What is needed. Only the number is needed. Please count the lines below in which the word "each" occurs.

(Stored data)
PR #4313, opened 2022-02-17
[refactor] Allow more build types from setup.py

qiao-bo:
At the moment setup.py uses DEBUG to set whether build in `Debug` or `Release` mode. This PR adds two other options `RelWithDebInfo` and `MinSizeRel`. Similar to `DEBUG=1`, use `RELWITHDEBINFO=1` to enable the corresponding build option.


ailzhang (approved):
LGTM! Btw did you check if we have the corresponding symbols in each build type?

PR #4322, opened 2022-02-17
[test] Add a test for autodiff/regression

Tiny-Box:
Related issue = #3580

Add some ut about regression. I observed the values output at each point as well as the original values, and it looks like you can't do simple addition or subtraction less than the threshold. Considering that this is the ut of EXAMPLE, I have directly output the image here to indicate whether it is working properly

### DIFF
--- a/python/taichi/examples/autodiff/regression.py
+++ b/python/taichi/examples/autodiff/regression.py
@@ -55,7 +55,6 @@ def initialize():
 
 
 def regress_raw():
-    # why use constant value...
     use_tape = True
 
     for i in range(1000):
--- a/python/taichi/examples/autodiff/regression.py
+++ b/python/taichi/examples/autodiff/regression.py
@@ -81,7 +81,8 @@ def draw():
     for i in range(number_coeffs):
         curve_ys += coeffs[i] * np.power(curve_xs, i)
 
-    plt.title('Nonlinear Regression with Gradient Descent (3rd order polynomial)')
+    plt.title(
+        'Nonlinear Regression with Gradient Descent (3rd order polynomial)')
     ax = plt.gca()
     ax.scatter(xs, ys, label='data', color='r')
     ax.plot(curve_xs, curve_ys, label='fitted')
--- a/python/taichi/examples/autodiff/regression.py
+++ b/python/taichi/examples/autodiff/regression.py
@@ -37,51 +37,68 @@ def update():
 xs = []
 ys = []
 
-for i in range(N):
-    v = random.random() * 5 - 2.5
-    xs.append(v)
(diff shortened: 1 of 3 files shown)


tests/python/examples/autodiff/test_regression.py
```diff
@@ -0,0 +1,58 @@
+import argparse
+
+
+def mkdir_p(dir_path):
```
Tiny-Box, line 4: Generally speaking, I don't think this kind of tool-like function is very appropriate here. But I didn't find matplotlib with a parameter like create_dir=true, so I put it here, and it might be duplicated in other UTs, any suggestions here?

k-ye: I think we can just place this here for now. In case it's used more widely, maybe put it in places like `tests/python/utils`

python/taichi/examples/autodiff/regression.py
```diff
@@ -37,51 +37,68 @@ def update():
...
-use_tape = True
+    print('y')
+    for i in range(N):
+        y.grad[i] = 1
+        ys.append(y[i])
+    print()
+
+
+def regress_raw():
+    # why use constant value...
```
k-ye, line 58: Should probably change to a cmd flag..

k-ye (approved):
LGTM!

python/taichi/examples/autodiff/regression.py
Tiny-Box: get it!

tests/python/examples/autodiff/test_regression.py
Tiny-Box: yep, I will try to adjust it out

python/taichi/examples/autodiff/regression.py
strongoier: I suggest removing this line :-)

strongoier (approved):
LGTM! Thanks for your contribution!

This PR can be merged as soon as CI is passed. The current failure is not your PR's problem and we will look into that.

strongoier:
Could you merge with our updated master to apply our fix to the CI problem? Thanks!

Tiny-Box:
OK, I will rebase the master to my branch

Yi Xu ***@***.***> 于2022年2月21日周一 10:39写道：

Tiny-Box:
Oh, I messed up, I'll cherry-pick the relevant commits here, wait a minute

Tiny-Box:
Just like regular expressions, no matter how many jobs I change, I wouldn't say I know this fucking shit... 
But the good news is it looks like it's okay this time @strongoier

Finished exercise. 2